● **Your instructions**
Across the entries below, tally every line that holds the string "when" and reply with the number only.

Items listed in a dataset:
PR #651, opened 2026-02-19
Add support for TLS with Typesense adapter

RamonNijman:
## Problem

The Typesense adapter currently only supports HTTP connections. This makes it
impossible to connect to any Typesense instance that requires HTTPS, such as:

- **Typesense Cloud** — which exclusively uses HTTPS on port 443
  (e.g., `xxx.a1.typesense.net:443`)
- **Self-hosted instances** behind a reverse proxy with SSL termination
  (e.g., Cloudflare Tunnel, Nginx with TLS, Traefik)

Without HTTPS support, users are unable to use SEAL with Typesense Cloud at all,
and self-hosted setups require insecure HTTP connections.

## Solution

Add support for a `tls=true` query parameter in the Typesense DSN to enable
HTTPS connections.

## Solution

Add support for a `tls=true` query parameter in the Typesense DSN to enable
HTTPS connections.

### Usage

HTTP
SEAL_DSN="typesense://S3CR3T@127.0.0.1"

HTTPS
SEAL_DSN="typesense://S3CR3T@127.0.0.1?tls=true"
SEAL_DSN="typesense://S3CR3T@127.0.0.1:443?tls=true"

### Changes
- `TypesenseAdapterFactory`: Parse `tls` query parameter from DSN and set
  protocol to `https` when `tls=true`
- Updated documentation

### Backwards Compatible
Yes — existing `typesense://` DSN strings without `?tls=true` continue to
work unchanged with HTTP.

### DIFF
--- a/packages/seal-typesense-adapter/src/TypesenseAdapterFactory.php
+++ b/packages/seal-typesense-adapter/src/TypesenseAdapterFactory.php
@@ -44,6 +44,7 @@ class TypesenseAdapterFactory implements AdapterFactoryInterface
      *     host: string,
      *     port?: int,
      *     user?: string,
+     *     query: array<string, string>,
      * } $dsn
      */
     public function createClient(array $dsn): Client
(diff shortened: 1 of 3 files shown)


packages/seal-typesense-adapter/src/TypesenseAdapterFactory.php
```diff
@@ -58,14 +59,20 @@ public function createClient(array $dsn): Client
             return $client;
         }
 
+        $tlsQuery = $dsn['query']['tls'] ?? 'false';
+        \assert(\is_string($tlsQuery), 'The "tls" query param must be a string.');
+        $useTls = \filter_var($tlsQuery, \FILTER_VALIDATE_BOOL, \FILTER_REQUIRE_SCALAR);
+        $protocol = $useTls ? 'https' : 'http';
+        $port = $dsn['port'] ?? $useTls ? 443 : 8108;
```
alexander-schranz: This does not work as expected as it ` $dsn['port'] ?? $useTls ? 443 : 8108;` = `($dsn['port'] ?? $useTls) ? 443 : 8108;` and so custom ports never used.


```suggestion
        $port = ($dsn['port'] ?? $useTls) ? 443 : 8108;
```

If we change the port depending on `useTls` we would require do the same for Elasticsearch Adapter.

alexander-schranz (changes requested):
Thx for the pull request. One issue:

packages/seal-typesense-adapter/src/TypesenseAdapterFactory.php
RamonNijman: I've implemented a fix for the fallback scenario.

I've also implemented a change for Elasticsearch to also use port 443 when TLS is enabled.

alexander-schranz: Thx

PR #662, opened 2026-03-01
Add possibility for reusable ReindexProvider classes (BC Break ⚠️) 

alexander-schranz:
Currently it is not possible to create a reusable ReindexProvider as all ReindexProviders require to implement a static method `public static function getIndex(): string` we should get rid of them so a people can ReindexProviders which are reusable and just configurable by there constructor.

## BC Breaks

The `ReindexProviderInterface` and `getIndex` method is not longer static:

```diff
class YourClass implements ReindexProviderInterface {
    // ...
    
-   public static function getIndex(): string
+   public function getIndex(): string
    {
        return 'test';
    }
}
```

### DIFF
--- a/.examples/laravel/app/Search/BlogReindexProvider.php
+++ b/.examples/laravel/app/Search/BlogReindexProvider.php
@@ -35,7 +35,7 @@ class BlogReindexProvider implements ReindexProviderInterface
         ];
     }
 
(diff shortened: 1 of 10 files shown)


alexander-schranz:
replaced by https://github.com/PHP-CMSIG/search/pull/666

● **Problem solution**
2